A battle between battles
The article recommends dealing with Iran in West Asia, the United States abandons the military strategy of having a large presence of heavily equipped troops and expands its “gray zone” by providing small numbers of troops during sustained, gradual, and increasing operations below on the threshold of pervasive war. In this regard, while reducing the presence of infantry, which is an easy target for resistance groups and increases the vulnerability of the United States, in connection with militia groups opposition to the resistance front, for example Kurds in Syria and Sunnis in Iraq, prevent by Iran from filling the US presence gap.
At the same time, instead of Army, it turned to the widespread use of UAVs and drones to threaten Iran’s valuable assets. It is also necessary that to compensate for the limitations of US domestic law in the military confrontation with Iran, some measures should be taken by US regional allies and an erosive battle should be imposed on Iran on several fronts. Increasing US unpredictability and a change in Iran’s calculations leading to a resumption of deterrence are other suggestions to the United States that the assassination of General Soleimani appears to have been the beginning of a method to dissuade Iran from approaching US red lines.
In addition to the military dimension, the author recommends reducing Iran’s social capital through psychological operations among Sunnis and even Shias in the region against the axis of resistance. File making against Iran in diplomatic assemblies and negotiations with regional governments to persuade the expulsion of Iranian security officials and cultural missionaries are other soft war measures.
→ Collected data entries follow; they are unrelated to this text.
Issue #122, opened 2026-05-13
feat(chat): multi-party group chat with rotating key


bvdaakster:
## Problem

The radio stack records RSSI and SNR for every received packet (`src/mesh/meshcore.cpp:158`, surfaced to Lua at `lua/services/custom_packets.lua:297`), but users have no way to visualise link quality on the map. They cannot answer "will my packet actually reach that repeater from here?"

> Note: this issue depends on repeaters being rendered on the map in the first place, which they currently are NOT. See the separate "show known peers / repeaters as pins on the map" issue. Until that lands, this overlay would render rings on an empty map. Both can be designed together.

## Proposal

A toggleable overlay on the map that draws a coarse coverage ring around each known peer (especially repeaters) with a recent location, sized by observed link quality.

### Data

- For each known peer with a location: keep a small ring buffer of the last N (start with 16) RSSI samples taken when the peer's signal was received.
- Smooth (median, not mean -- robust to outliers).
- Map the smoothed value to a coarse "good / marginal / poor" bucket. The actual distance the link spans is unknowable without two-way ranging, so the radius represents the user's empirical confidence -- it's the distance from the current GPS fix to the peer, scaled by signal quality.

### Rendering

- The map widget's existing `overlay_fn` hook (`lua/ezui/widgets/map_view.lua:234`) draws three concentric rings per peer:
  - Inner solid ring: distance peer-to-here, when we've heard them strongly.
  - Middle dashed ring: estimated marginal radius.
  - Outer dotted ring: estimated poor-quality radius.
- Toggled on/off from the map's M-key menu.
- Color uses the accent palette so it's readable in both dark and light themes (CLAUDE.md theming rule -- use `theme.color()` not raw RGB565).

### Honest about limits

This is a heuristic -- it cannot predict where the user can reach, only describe where they have reached. Label the overlay "Observed coverage" not "Predicted coverage". Hide the rings for any peer with fewer than 4 samples in the last hour.

## Out of scope

- Path-loss modelling (terrain / Fresnel zones). Out of scope on a T-Deck -- send people to a host-side tool if they want that.
- Coverage history visualisation across days.

## Files

- `lua/services/link_quality.lua` (new) -- ring buffers per peer.
- `lua/ezui/widgets/map_view.lua` -- nothing changes; overlay is a caller concern.
- `lua/screens/tools/map.lua` -- toggle + overlay function.

PR #126, opened 2026-05-13
feat(map): render known peers as pins on the map

### LINKED ISSUE #125: feat(map): show known peers and repeaters as pins on the map
## Problem

The map shows the user's own GPS fix (`lua/screens/tools/map.lua` via `make_gps_overlay()`), but it shows nothing else. Known peers -- repeaters, room servers, contacts whose recent ADVERTs included a location -- exist in memory and on disk, but never appear on the map. As a result the user has no spatial sense of who is around them, where the closest repeater is, or which contacts share their general area.

This is also a hard dependency for the range-estimator overlay (#122) -- coverage rings can't render around peers that aren't drawn.

## Proposal

Render every known peer with a recent location as a pin on the map.

### Sources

An expert from the Washington Institute, who claims that Yemen’s Ansar allah (Houthi movement) and Hamas in Palestine are less dependent on Iran than Lebanon’s Hezbollah, sees divisions within the resistance front as another US political priority against the Islamic Republic. In the economic dimension, while continuing and intensifying sanctions focusing on foreign exchange earnings with the aim of reducing incentives in Iran, covert intelligence and cyber operations against sensitive infrastructure such as oil facilities are on the agenda.
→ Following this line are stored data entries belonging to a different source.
PR #142, opened 2026-05-15
chore: audit Lua key handlers for keys unreachable on T-Deck Plus

### LINKED ISSUE #53: chore: audit Lua key handlers for keys not on the T-Deck Plus physical keyboard
## Background

The T-Deck Plus keyboard has no number row, no Ctrl, no Esc, no Tab, no function keys. CLAUDE.md's "Keyboard layout" section spells this out:

> Numbers and most punctuation are entered via \`alt+letter\` combinations, NOT via a number row.
> Never use \`key.ctrl\` for an on-device shortcut. The remote tool can send it, but a user in the field cannot.
> Never rely on \`ESCAPE\` as the only exit path.

PR #50's video poker bound holds to bare digits 1-5 -- typable via the remote tool but unreachable as plain keypresses on-device. Caught by claude[bot] review on the PR (now fixed in 1113368). Likely not the only place this slipped in.

## Asks

Audit every \`handle_key\` (and any direct \`key.character\` / \`key.special\` checks elsewhere) under \`lua/\` for:

1. **Bare digit characters** (\`key.character == "0".."9"\`) used as primary on-device input. These only arrive via alt-chord on the T-Deck, so the user-visible hint should say so OR the binding should move to a letter.
2. **\`key.ctrl\` checks** with no \`key.alt\` alternative. \`Ctrl\` doesn't exist on the device.
3. **\`key.special == "ESCAPE"\` as the sole exit path** with no \`BACKSPACE\` synonym. There's no Esc key on the device; back-arrow sends BACKSPACE.
4. **Bare punctuation characters** (\`-\`, \`=\`, \`/\`, etc.) used as shortcuts -- same alt-chord problem as digits.
5. **Hint text that mentions \`Ctrl\`, \`Esc\`, or bare digits** even when the binding itself is fine -- the on-screen instruction is wrong.

Output: a punch list per file with line numbers and the suggested fix. Not implementation -- the survey alone is what's useful here, then we triage.

## Notes

- Per CLAUDE.md the only modifier reachable from the keyboard is \`alt\`. \`shift\` is generated by the \`sym\` layer.
- Trackball acts like arrow keys, so anything bound to UP/DOWN/LEFT/RIGHT is fine.
- Some screens may legitimately want Ctrl/Esc support for the remote tool *in addition to* the on-device binding -- those aren't bugs, but the on-device path needs to exist.

xtr-bas:
## Summary
Surveyed every \`handle_key\` and ad-hoc \`key.character\` / \`key.special\` check under \`lua/\` for bindings or hint text that depend on Ctrl / Esc / Tab / bare digits -- keys the T-Deck Plus physical keyboard cannot produce on its own. Output is a triage punch list in \`docs/audits/key-handler-audit.md\`; no code changes, per the issue (the survey is the deliverable).

Headlines:
- **0** \`key.ctrl\` uses in Lua (already clean).
- **1** user-visible hint mentions "Esc" (\`solitaire.lua:607\`).
- **2** \`TAB\` bindings; one (\`file_manager.lua:522\`) has no on-device alternative.
- **2** help screens binding bare digits without alt-chord guidance (\`wasteland\`, \`sudoku\`).
- Source-comment cleanup list deferred to future passes.

Closes #53

## Test plan
- [ ] **Needs hardware QA** — not strictly required (docs-only PR) but worth a sanity build: \`pio run -t upload\` from this worktree and confirm boot.
- [ ] Read \`docs/audits/key-handler-audit.md\` and decide which findings to spin into follow-up issues / PRs.
- [x] Build is clean (\`pio run\` succeeds, verified locally).

### DIFF
--- a/docs/audits/key-handler-audit.md
+++ b/docs/audits/key-handler-audit.md
@@ -1,0 +1,179 @@
+# T-Deck Plus Lua key-handler audit (#53)
+
+Survey of `handle_key` and ad-hoc `key.character` / `key.special` checks
+under `lua/` looking for bindings or hint text that depend on keys not
+reachable from the T-Deck Plus physical keyboard. Source of the rules:
+the "Keyboard layout (T-Deck Plus)" section of CLAUDE.md.
+
+The on-device keyboard has:
+
+- letters A-Z, plus the dollar key
+- `space`, `Enter`, `Backspace`
+- `alt`, `sym`
+- two black side keys (mic / speaker)
+- trackball (UP/DOWN/LEFT/RIGHT/ENTER from click)
+
+No Ctrl, no Esc, no Tab, no function keys, no number row. Numbers and
+most punctuation only arrive via `alt+letter` chords.
+
+Scope of this pass: bindings that block a user-reachable action on the
+T-Deck. Remote-tool-only synonyms (e.g. ESCAPE alongside BACKSPACE,
+Ctrl in dev-only paths) are not findings.
+
+## Summary of findings
+
+- **0 instances of `key.ctrl`** in Lua. No work needed there.
+- **6 `ESCAPE`-only files** -- 5 of them also accept `q` so the user
+  has a reachable exit. 1 (`map_loader.lua`) has a usable `q`.
+- **1 user-visible hint mentions "Esc"** (`solitaire.lua:607`).
+- **2 user-visible help screens binding bare digits** without
+  documenting the alt-chord (`wasteland.lua:2343`, `sudoku.lua` --
+  digits are part of the gameplay loop, in-game help missing).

The United States has abandoned its military strategy of expanding its heavy-duty military presence and expanding its “gray zone” by providing small numbers of troops during sustained, gradual, and increasing operations below on the threshold of pervasive war.
Conclusion
The institute’s report seeks to explain a strategy that restricts Iran’s freedom of action in the face of pressures that have imposed costs on the arrogant front, especially given the asymmetric approach of the resistance. Probably this think tank considering the slogan “End of Endless Wars” in the US public arena, which plays an important role in the social capital of foreign policy, it seeks to replace the large US military presence in West Asia and in the event of a gradual US withdrawal from future governments, to ensure US military intervention in threatening Iran and its support for the security of its allies, especially the Zionist regime.
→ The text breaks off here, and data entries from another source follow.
Issue #127, opened 2026-05-13
feat(mesh): broadcast a user-picked home location in our ADVERTs


bvdaakster:
## Problem

The MeshCore ADVERT protocol natively supports a location field (CLAUDE.md "App Data Structure": flags bit 0x10 = "Has location" + `[lat_e6:4 LE][lon_e6:4 LE]` in app_data). Our parser already consumes incoming GPS-tagged adverts -- `src/mesh/meshcore.cpp:323-331` stamps the node's coords into our known-nodes store, which is how we know where some repeaters are.

But our outgoing path doesn't reciprocate. `MeshCore::sendAnnounce()` at `src/mesh/meshcore.cpp:600` hardcodes `flags = 0x81` (client + has_name) and never sets the location bit. Other nodes see our name but not our position, even on the map.

This is a feature gap that would meaningfully enrich #125 (peer pins on map) and the #122 range estimator -- but doing it naively (broadcasting live GPS) is a real privacy hazard.

## Scope: home-base mode only

After working through the threat model (trajectory averaging attacks, snap-to-grid leakage, rural cell intersection, long-term aggregation, RSSI triangulation side channel), we concluded that any form of live or fuzzed live broadcast is privacy theatre against a motivated adversary. The only honest framing is:

**The user picks one fixed point that gets broadcast unchanged.**

This is a deliberate lie they author themselves. No runtime computation, no per-advert randomization, no fuzz radius (which gives wildly different real-world privacy depending on user density and falls to averaging attacks anyway). One coordinate, picked once, broadcast every time.

## UI

No dedicated picker screen, no Settings entry, no link from Privacy. The existing Map screen (`lua/screens/tools/map.lua`) already has everything needed: it tracks `center_lat` / `center_lon`, the user pans / zooms with the trackball + keys, and the centre of the viewport is implicitly a crosshair.

Add a single Alt+M action on the Map: **"Set as broadcast home"**. The action:

1. Reads the current `center_lat` / `center_lon` from the map state.
2. Writes `adv_home_lat` / `adv_home_lon` to NVS (decimal-e6 strings).
3. Posts a one-shot confirmation notification ("Broadcast home set. Anyone receiving your adverts will see this coordinate -- treat it as public.").

[...]

PR #158, opened 2026-05-15
feat(sharing): gps/v1 share-card for location over DM or channel

### LINKED ISSUE #106: feat(sharing): share GPS coordinates via DM or channel
## Problem

The plumbing to share a GPS fix over the mesh already exists -- `custom_packets.send_gps()` packs a 12-byte record (lat/lon e6, alt, sats, flags) and `custom/gps_fix` fires on the receiving side (`lua/services/custom_packets.lua:384` / `:460`) -- but **nothing in the UI invokes it**, and there is no chat-bubble representation. Users can see their own location on the map, but they cannot say "I'm here" to a contact or to a channel.

We also have no `ezmesh://` share-card URI type for a coordinate, so positions can't be passed through the share/parse round-trip the way contacts, channel invites, time, and sigt pings already are (`lua/services/sharing.lua:37-41`).

## Proposal

Add a `gps/v1` share-card type plus the UI to send and receive it.

### URI design (mirrors existing types)

- **DM (encrypted):** `https://ezme.sh/#gps/v1?t=<base64url(nonce8 || AES128_ECB(secret, blob))>` -- same X25519-scoped pattern as `join/v1` so coords aren't leaked in the rendezvous URL. The blob carries `[lat_e6:4 LE][lon_e6:4 LE][alt_m:2 LE][flags:1][label:N]`, capped to fit the 120-char DM payload budget.
- **Channel (plaintext):** `https://ezme.sh/#gps/v1?lat=<e6>&lon=<e6>&n=<urlencoded label>` -- channel members already see each other's traffic in cleartext, so encrypting is pointless overhead.

A short numeric `pos/v1` variant for "I'm here right now" ephemeral pings (no label, not surfaced as a pin) could share the same parser.

### UI

- **Map screen action menu (M-key):** "Share location -> DM..." / "Share location -> Channel..." -- opens contact / channel picker, then drops the URI into the conversation via the same `sharing.send_*` flow contacts already use.
- **Chat compose:** "Attach location" entry in the compose action menu, same destinations.
- **Inbound bubble:** rendered like any other share card -- title is the label (or "Shared location"), subtitle is `lat, lon` to 4dp. Per CLAUDE.md, **all** bubble actions go behind the context menu: "Show on map" (push map screen centered on the point + drop a pin via the existing `overlay_fn` hook in `lua/ezui/widgets/map_view.lua:232`), "Copy coordinates", "Navigate to" if/when we have a bearing helper.
- **Pin persistence:** received coords from `custom/gps_fix` and `gps/v1` cards should optionally drop a labelled pin on the map. Start with an in-RAM ring buffer keyed by sender pubkey hash; persistence can come later with the waypoints feature.

### Safety / privacy

- Respect the `gps_enabled` pref -- never auto-share, every send is an explicit user action.
- Sanitize the label to printable ASCII (CLAUDE.md "On-device font character set"); it can come from a peer.
- Add a notification source tag (`notify_gpsshare`) so the toast is mutable.

## Out of scope

- Continuous live-location streaming (separate feature; see the route-recording issue).
- Waypoint library / favourites.

## Files likely touched

- `lua/services/sharing.lua` -- new `build_gps_card` / `parse_gps_card` + add `gps/v1` to the dispatch table.
- `lua/services/custom_packets.lua` -- already done; just make sure the bus event seeds the on-map pin store.
- `lua/screens/tools/map.lua` -- action menu entries + pin overlay layer.
- `lua/screens/chat/*` -- compose action menu + inbound bubble action menu.
- `lua/docs/manual/sharing/` -- document the new URI type.

xtr-bas:
## Summary

Adds the issue #106 \`gps/v1\` share-card URI in two flavors:

- **Channel** (\`?lat=&lon=&n=\`): plaintext, since channel members already see every message in the clear -- wrapping is pointless overhead.
- **DM** (\`?t=<base64url(nonce || aes128_ecb(x25519_secret, blob))>\`): same X25519-scoped envelope as \`#join/v1\`. Blob = \`[lat_e6:4 LE i32][lon_e6:4 LE i32][label_len:1][label:N]\` padded to one AES block. Cap on label is 32 bytes, picked to fit the resulting URL inside DM's 120-char text budget.

\`services.sharing\` exposes \`encode_gps_channel\`, \`encode_gps_dm\`, \`decode_gps_dm\`, and \`parse()\` recognises the new verb. A small \`screens/chat/gps_share\` module mirrors \`time_share\`'s shape -- both DM and channel chats wire it for bubble cards (LOCATION kind label, lat/lon hint) and a context menu with **Show on map** (pushes the Map screen centered on the point at zoom 14, clamped to the archive's zoom range) and **Copy coordinates** (confirmation dialog with the precise lat/lon, since there's no system clipboard).

## Send paths

- **Chat Alt+M -> Share my location.** Uses the current GPS fix if available, else the user's broadcast-home pref as a fallback (the user already accepted that point is public-grade in #127). DM conversations get the encrypted variant; channel conversations get the plaintext one.
- **Map Alt+M -> Share this point -> DM... / Channel...**. Pans the crosshair to an arbitrary point and picks a destination via a list dialog (same shape as the contact-share picker in DM). Reuses the existing share-send pipeline.

## Receive paths

The existing binary GPS\0 custom-packet path (\`services/custom_packets\`) already fires \`custom/gps_fix\`; this PR adds a \`boot.lua\` subscriber so inbound coords surface as a notification toast under the new \`gps\` source. Mute via the \`notify_gps\` NVS pref (\"0\" = silent), per the same convention as the existing DM / file / battery sources.

URL-shaped GPS shares (the new path) render as a LOCATION chat bubble; tapping it opens the standard context menu. Self-sent and undecryptable variants show their own disabled card so the sender / failure state is visible.

## Out of scope (per the issue)

- **On-map pin persistence for received shares.** The issue marks this as a follow-up tied to the waypoints feature; the \"Show on map\" action centers the map but doesn't drop a labelled pin. Worth a follow-up issue if you want the pin layer.
- **Long-press direct trigger on chat bubble.** CLAUDE.md is explicit that every bubble action must be behind the context menu; tap-to-trigger would violate that.
- **Settings panel for \`notify_gps\` mute.** The pref-source namespace exists; a settings entry across all sources is a separate sweep.

## Test plan

- [x] \`pio run\` builds clean on this branch (RAM 26.2%, Flash 59.1%).
- [ ] **Needs hardware QA** -- \`pio run -t upload\` from this worktree, then exercise:
  - DM conversation, Alt+M -> Share my location with a contact you share a secret with. Receiver sees a LOCATION bubble, opens the context menu, picks Show on map -> map opens centered on the point.
  - DM conversation receiving a self-sent location share. Bubble renders as \"(location sent)\" -- self path can't decrypt its own DM token.
  - Channel conversation, Alt+M -> Share my location. Plaintext URL appears in the bubble; every channel member sees the LOCATION card and can Show on map.
  - Map screen, Alt+M -> Share this point -> DM... -> pick contact. Recipient gets a LOCATION bubble.
  - Map screen, Alt+M -> Share this point -> Channel... -> pick channel. Channel sees the LOCATION bubble.
  - Confirm \"Share my location\" falls back to broadcast home when there's no GPS fix, and surfaces a system bubble / toast when neither is available.
  - Send a binary GPS\0 packet from a peer device (\`custom_packets.send_gps\`) and confirm a toast appears under the \`gps\` source. Set \`notify_gps=0\` and confirm the toast is suppressed.
  - Compose menus on existing DM / channel screens still send contact-share, channel-invite, and time-share URLs without regression.

Closes #106


xtr-bas:
Addressed in \`24240f2\`:

- **\`lua/screens/chat/gps_share.lua:136\` (unsanitized sender_name)** -- wrap \`msg.sender_name\` in \`ascii_safe\` to match the sibling \`label\`/\`r.label\` guards. Peer-originated names with non-ASCII bytes now render as \`?\` substitutions instead of \`[]\` boxes.
- **\`lua/services/sharing.lua:213\` (asymmetric rounding)** -- replaced the \`(v >= 0 and 0.5 or -0.5)\` branch with a uniform \`+ 0.5\`. \`to_e6(-90.0)\` now yields \`-90000000\` (was \`-90000001\`), so the encoder no longer rejects exact negative-boundary values. Updated the intent comment to spell out why a symmetric offset is wrong here.

\`8c485f9\` is just \`origin/test\` merged in (CLEAN auto-merge); \`pio run\` clean.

Due to the close connection of this research institute with the Zionist lobbies that have a significant impact on the Trump administration, decision-makers and foreign policy experts in the Islamic Republic in diplomatic and military bodies should not ignore these recommendations and they should be more vigilant than the possibility of changes in the process of US confrontational policies in the region. However, such a large-scale change in US regional strategies will be gradual and unlikely to materialize in the medium term.